Roughness analysis of general-shape particles, from 2D closed outlines to 3D closed surfaces

Abstract Surface roughness plays an important role in macro and micro-scale granular behaviors; however, there is currently lack of a unified approach to quantify the roughness of closed outlines and surfaces, which can consider the overall morphological characteristics of particles. This paper proposes approaches that are suitable for roughness evaluation of 2D general-shape closed outlines and 3D general-shape closed surfaces. For 2D closed outlines, the roughness is evaluated by comparing the real outline with the benchmark outline reconstructed based on the Fourier analyses.
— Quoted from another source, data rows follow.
PR #722, opened 2024-07-25
Fix Chainmail blocking Hermit specials

Screaper91:
- Fixes Chainmail negating damage from "Hyperspace", "Sheep Stare", and "Betrayed"


Lunarmagpie (approved):
Thank you! I didn't catch this.

PR #732, opened 2024-07-26
Improve Implementations of Both Skizzes

Lunarmagpie:
The previous implementations were buggy or poorly written. This is my attempt to redo them.


common/cards/alter-egos-iii/hermits/poepoeskizz-rare.ts
```diff
@@ -65,7 +65,7 @@ class PoePoeSkizzRare extends Card {
 					})
 					jumpscareAttack.addDamage(component.entity, 20)
 					jumpscareAttack.shouldIgnoreCards.push(query.card.entity(component.entity))
-					executeExtraAttacks(game, [jumpscareAttack])
+					attack.addNewAttack(jumpscareAttack)
```
Screaper91, line 68: The original form is correct because `attack` already finished executing after the pick request was fulfilled

common/cards/alter-egos-iii/hermits/poepoeskizz-rare.ts
```diff
@@ -37,7 +36,7 @@ class PoePoeSkizzRare extends Card {
 	override onAttach(game: GameModel, component: CardComponent, observer: ObserverComponent) {
 		const {player} = component
 
-		observer.subscribe(player.hooks.onAttack, (attack) => {
+		observer.subscribe(player.hooks.beforeAttack, (attack) => {
```
Screaper91, line 39: This should probably be in `afterAttack` to check if the attacker is still alive before picking to move

common/cards/season-x/hermits/skizzleman-rare.ts
```diff
@@ -33,58 +34,54 @@ class SkizzlemanRare extends Card {
...
-				)
-			) {
-				return
-			}
-
-			attackedEntities.add(attack.targetEntity)
+			if (attack.targetEntity) attackedEntities.add(attack.targetEntity)
 		})
 
 		observer.subscribe(player.hooks.onTurnEnd, () => {
```
Screaper91, line 74: Does not filter out the active Hermit and does not work when "Gas Light" is mocked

For 3D closed surfaces, the roughness is calculated by comparing the real surface against the benchmark surface reconstructed by the spherical harmonic analyses. The local deviation as well as the overall roughness of 2D closed outlines, and 3D closed surfaces, can be evaluated via the approach. After analyzing the roughness of two types of particles with different morphological characteristics by the proposed approaches, it is found that the 2D arithmetic average roughness and the 2D root mean square roughness are well correlated, and so are their 3D counterparts. Nevertheless, values of the 2D and 3D indices are not well correlated for each type of particles, and the particles with different texture can be more clearly distinguished from each other based on the 3D roughness parameters than on the 2D counterparts.